Cette mesure permettra à l’enfant confié de s’inscrire dès son plus jeune âge dans un parcours de réussite et d’envisager des études supérieures sans le couperet de la préparation à l’autonomie qui leur est imposée dès l’âge de seize ans.

Cet amendement, au-delà du principe même de la prise en charge des jeunes adultes jusqu’à leurs 25 ans, précise les mesures qui accompagnent cette évolution :

il inscrit dans les missions de l’aide sociale à l’enfance les objectifs d’autonomie et d’insertion qui suivent la majorité des anciens enfants confiés

·       il généralise la création, dans chaque service d’aide sociale à l’enfance, d’un programme dédié au suivi et à l’application des missions auprès aux jeunes majeurs

·       il prévoit la réunion, deux fois par an, d’une commission chargée du suivi des jeunes majeurs et des moyens mis au service de leur accès à l’autonomie, associant le conseil départemental et les services de l’État

·       il prévoit un bilan du parcours a lieu, six mois après la sortie des dispositifs, permettant d’accéder, en cas de besoin, à un « droit au retour » du jeune.

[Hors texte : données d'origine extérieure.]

Issue #19, opened 2015-11-19
Add polynomial functions with known Abel solutions


rth:
It would be nice to add unit tests for Gaussian functions as mentioned in PR #17 . An example of the implementation could be (but we could do something else too):
- add a definition for a general Gausian under `analytical.py` and its Abel transform (e.g. similarly to `abel.analytical.SimStep` )
- add a benchmark under `benchmarks.py`  that checks e.g. that the reconstruction should be identical to the original signal up to a scaling factor (excluding origin and  |x | >> sigma)  or some other criteria
- finaly add a unit test checking that BASEX implementation passes this benchmark

At some later point, adding  a few other polynomial functions from doi:10.1016/j.sab.2005.11.009 as mentioned by  @DhrubajyotiDas would be great too.

DhrubajyotiDas:
I've coded up the polynomial function checks so it'd be easier to incorporate them into the standard unit tests. It can be found here: https://gist.github.com/DhrubajyotiDas/f8f531ca2cfa3fee6345

**Note**: The original citation `doi:10.1016/j.sab.2005.11.009` has a few typographical errors, which I had to manually correct. In fact `Case:4` in that reference is not included in the code I pasted above because I couldn't figure out where the error was.

![image](https://cloud.githubusercontent.com/assets/6530840/11288857/4ab99ece-8ef5-11e5-91e4-92910e39a191.png)

rth:
That is nice!

rth:
Just for future reference, at some point, we could also add solutions from the Hansen & Law paper, coded by @stggh is [this comment](https://github.com/PyAbel/PyAbel/pull/41#issuecomment-163433698).

DhrubajyotiDas:
@rth I believe the function in [this comment](https://github.com/PyAbel/PyAbel/pull/41#issuecomment-163433698) "Curve A" is the same as Case 3 in [my linked notebook](https://gist.github.com/DhrubajyotiDas/f8f531ca2cfa3fee6345).

rth:
@DhrubajyotiDas You are right, sorry, I missed that.

DanHickstein:
This issue should be addressed by #201, and can probably be closed once that is merged.

PR #33, opened 2015-11-24
For nbf='auto', set nbf=n//2 + 1   and added gaussian function

rth:
As @DanHickstein  rightly noted in issue #18 , for an image with a radial size `n`, there should be `nbf=n//2 + 1` basis functions, not `nbf=n//2` as it is now. Sorry about that. 

This PR sets `nbf=n//2 + 1`, when `nbf='auto'`. Interestingly this also changes the scaling completely, and required scaling is now `1.1122` (instead of  `8.053` before), which is identical to the value @DhrubajyotiDas found. So I guess this makes sens, but something we should take into account, and if somebody would want to check the math at some later point to understand what's going on, it would be more than welcome. Right now hard coding `nbf=n//2 + 1`, and outputting lots of warnings if that's not the case seems to be the only thing we can do.


rth:
Actually while we are at it, I also added an analytical Gaussian function in this PR, as discussed in issue #19 . So if we close all issues related to Version 0.6, we can maybe do  [a release on github v0.6](https://github.com/PyAbel/PyAbel/releases) that has the last working version with the BASEX implementation only, and then  keep working on adding other implementations in v0.7?

DanHickstein:
This would fix the last issue for v0.6, right? 

See my other comment about the transform being performed on an ``(n-1)x(n-1)`` area instead of ``nxn``. If we resolve this, then I think that v0.6 is ready for release.

rth:
Yes, let me just open one last issue for bundling basis sets, as I realize now that the basis set shipped under `examples/` would be for `nbf = n//2`, which is not used anymore...

DanHickstein:
You know, in the interest of keeping the repo smaller, I think that it would be fine to remove the basis sets and just generate them on the fly. As long as we print that statement to the user that it won't take a long time everything, I think they will understand.

rth:
I just added a another unit test to check that the shape of the BASEX result is correct.

I agree that if we include basis sets files, then realize there is a bug, add new ones, etc.. it is going to be an issue for the repo size. So I removed the `examples/basex_basis_501_250.npy` file, and we can also indicate that they can download basis sets e.g. from 
   https://github.com/PyAbel/PyAbelLegacy/tree/master/basis_sets/BASEX
as there we can just delete the repo periodically and read clean files again. Ideally would be just to have some way of hosting static files outside of a repo, but I don't think github allows it.

If you are ok with this, you can merge it.

DanHickstein:
Looks good to me! And I doubt that generating the basis sets will be that problematic for the users. The 500x500 is pretty quick even on my laptop.

Issue #34, opened 2015-11-25
recon image has shape (width+1,height+1)


stggh:
```python
$ ipython
Python 2.7.10 (default, Oct 14 2015, 16:09:02) 

IPython 2.3.0 -- An enhanced Interactive Python.

In [1]: import numpy as np

In [2]: from abel.basex import BASEX

In [3]: im = np.loadtxt("O-ANU2048.txt")

In [4]: (n,m) = np.shape(im)

In [5]: print (n,m)
(2048, 2048)

In [6]: recon,speed = BASEX(im,center=(int(n/2),int(m/2)),n=n,basis_dir='./',verbose=True,calc_speeds=True)
Loading basis sets...           
0.72 seconds
Reconstructing image...         
16.19 seconds
Generating speed distribution...
2.07 seconds

In [7]: print (np.shape(recon))
(2049, 2049)
```

PS: Great work guys!

DhrubajyotiDas:
Could you retry with an image that has width = odd integer?

rth:
Hi Steve,

thanks for pointing this out. 

As far as I understand, the current BASEX implementation only supports `n` odd, and [will raise an error if that is not the case](https://github.com/PyAbel/PyAbel/blob/master/abel/basex.py#L272). When given an image with an odd `n`, the BASEX transform produces a result of the same shape, as checked by [this test](https://github.com/PyAbel/PyAbel/blob/master/abel/tests/test_basex.py#L47). Now, what must be happening here is that the centering function pads the original image to make it odd, which result in a transform of shape (2049, 2049). 

What I'm wondering about is there actually a physical reason why we can't generate basis sets for n=even?  If so, we probably should ensure that the centering function produces the result of the shape (`n x n`) and raise an error if it is odd in the `BASEX` function and not just in the `generate_basis_sets` routine. What do you think about it ?

stggh:
Thanks for the very fast response. The odd size image is a good point. I have trimmed the image by one pixel and the new basis calculation in progress.

Unfortunately, I am unfamiliar with the basex algorithm and do not know any reason for the odd pixel image size. 

My group uses the Hansen and Law J. Opt. Soc. Am A2, 510-520 (1985). I have written a version that could be included, as an alternative to the basex method (and onion peel). I am just waiting on approval for the upload from my colleague. The agreement is excellent apart from a small displacement in the radial position of the speed profile.
[...]

PR #35, opened 2015-11-26
HansenLaw - another inverse Abel transformation algorithm

stggh:
Hansen and Law  J. Opt. Soc. Am A2, 510-520 (1985) recursive inverse Abel transform

Note, tweaks for your own coding style may be required.

Code:  abel/HansenLaw.py
Example:   example/example_HansenLaw.py      using data/O-ANU2048.txt.bz2

Fuller documentation to be added later.

Probably requires an even-number pixel image(!). Not tested on the other example images.


rth:
This is great! Thanks a lot for contributing! 

We should fix the issue #34  with the centering function for even integers, release a stable version 0.6 with a finalized  BASEX implementation (hopefully within a days or two) and then we can merge this under the development version 0.7 and keep working on adding other implementations, and making it all consistent.

DanHickstein:
This is awesome! Thank you so much Steve! 

@rth is right, we should eat our vegetables, fix the issue with centering, and release version 0.6. *Then* we can merge this cool new code! 

I had a look at HansenLaw.py, and I had a few thoughts:

Line 13: No need to compare this method to basex, it's a quality method that stands on its own. Perhaps provide some description of what are the key advantages of this method (and mention that it's a recursive method).

Line 21: Can you provide a link to the paper and (especially) the PhD thesis?

Line 34: Can you provide more comments in the HansenLaw_transform function? If possible, it would be really useful for future hackers if you could mention which sections correspond to which equations in the article (if this makes sense).

The speed of the transform is probably hampered by the fact that this algorithm has three nested loops. One over ImgRow (size=2048), one over N (size=2048), and K (size=9?). If we could vectorize one or more of these, we might see a big speedup. For example, what stops us from running the algorithm on the whole image at once instead of row-by-row?

If we really can't eliminate the nested loops, we could try something like [numba](http://numba.pydata.org/) to speed them up.

Line 56: I like the idea of the mask, since it will be very useful for users with imperfect datasets (i.e., damage in one quarter of their detector). I am a little confused about passing a single number to define the mask. What about just using a tuple, like ``mask=(0,1,0,1)``? Or, ``quadrants=(False,True,False,True)``. That might be more intuitive for most users. Or, even a string: ``mask='0101'``?

Line 95: typo in comment.

The dataset you supplied is simply incredible. I work with multiphoton ionization of neutrals, so I have never seen such perfect rings. In the interest of keeping the repo small, can we downsample to 1024x1024? 

I think that it still looks pretty nice:

image

Again, thank you so much for contributing this! I want to use this right away in my own research :)

stggh:
Thanks, for all the encouragement. 

@Dan - I agree with all of your excellent recommendations and will make the changes. The whole image transformation in parallel is a great idea. For the example code the image size may be 1024x1024 or smaller. In the end it only affects the ultimate resolution of the O- photoelectron spectral transitions:  FWHM(1024)=1.18 meV, 2048=0.98 meV, 3072=0.95 meV. My spectrometer does produce high quality velocity-map images, camera 2048x2048 pixel. In the measurement electron events are centroided, to sub-pixel accuracy, and so there is no (accumulated) background image noise.  The image is further circularized, to reduce any residual image distortion. Circularization is achieved through comparing adjacent angular slice radial intensity profiles, and then applying a radial scaling correction to each electron coordinate (x/sf,y/sf). This is an essential step to obtain high-resolution spectra.

Image circularization should be on our todo list. I will explain the details another time. My current algorithm operates on electron coordinates, rather than pixel intensities, so some adaptation, or an alternative method, will be required.

Also, todo, anisotropy parameters, for which the old basex.exe analysis was poor (or it may have been the user).

stggh:
I have pushed another code update: 
Hansen and Law: updated code according to @DanHickstein pull request 1 conversation, including parallel processing, tuple quandrant selection, single reform image block. Example reduced image size 1024x, changed to O2- as more strcuture. Renamed functions according to issue 10 (consistent naming scheme) - I think!

Parallel processing results in a speed up ~x3 (using 3 processor cores).

DanHickstein:
This look good Steve! Thanks for making those changes!

Is it possible to just pass the transform function the whole image instead of just the row? The ``for n in range(N-1)`` loop could just iterate over columns rather than pixels. Is there a reason that doesn't work?

stggh:
Dan, 
Transforming the whole image is the job of iabel_hansenlaw. 

The hansenlaw transform (in iabel_hansenlaw_transform) starts at the outer edge of the image and recurses to the centre.  It makes no sense to hand it the whole image. This would also not fit well with the parallel processing of each row, that produces the massive speed up.

Sorry, if I have missed the point of your suggestion.

DanHickstein:
I just looked at your new example image - it's even more fantastic! 

For the anisotropy parameters, do you simple extract those from the transformed image (like we do with calc_speeds), or do you generate them directly from the transform somehow? It would be great to add a function to the tools.py to calculate anisotropy. I think that will be a feature that a lot of photoelectron/photoion people will be looking for. 

Also, the image circularization sounds very exciting. I have not attempted this in my research, but it's something that's also very important in many cases.

Do you want to open separate issues for these?

DanHickstein:
So, should we merge this now that we are in version 0.7?

stggh:
Yes please.  I will open issues for the other items.

rth:
Yeah, that would be great. @stggh you just need to [rebase it](https://github.com/rth/PyAbel/blob/contribution_guidelines/CONTRIBUTING.md#before-merging) on the current master, as this fork cannot be automatically merged at present (I just rebased my other fork that was at a similar point in the history without any issues, so it does work :) ).

stggh:
I receive an error:
```
git fetch upstream
Permission denied (publickey).
fatal: Could not read from remote repository.

Please make sure you have the correct access rights
and the repository exists.
```

rth:
@stggh Aww, in your `.git/config` in the upstream section you can replace `git@github.com:PyAbel/PyAbel.git` by  `https://github.com/PyAbel/PyAbel.git` to use https instead of ssh (well same format as what is used in your `[remote "origin"]` section. I will update the documentation file to take this into account.

rth:
Great, let's merge this!

DanHickstein:
When I changed calc-speeds, I broke the Hansen-Law function. Fix is in this PR: https://github.com/PyAbel/PyAbel/pull/43

PR #292, opened 2020-04-03
fixed typo: IPN_ON to IPX_ON

feldmeier:


feldmeier:
When I spotted this, I was wondering if there is any way to not compile IPX at the moment? The if-statement after the typo will always override me specifying -DIPX_ON=off, right?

Au Canada, la commission d’enquête sur les services de protection de la jeunesse au Québec a conclu à l’absolue nécessité de la prise en charge des enfants confiés jusqu’à l’âge de vingt-cinq ans. Ce projet de loi donne ainsi à la France l’occasion de se placer parmi les pays qui portent le plus d’ambition pour la jeunesse, en mettant en place une véritable politique d’accompagnement vers l’autonomie possiblement jusqu’à vingt-cinq ans pour les jeunes sortant de l’aide sociale à l’enfance.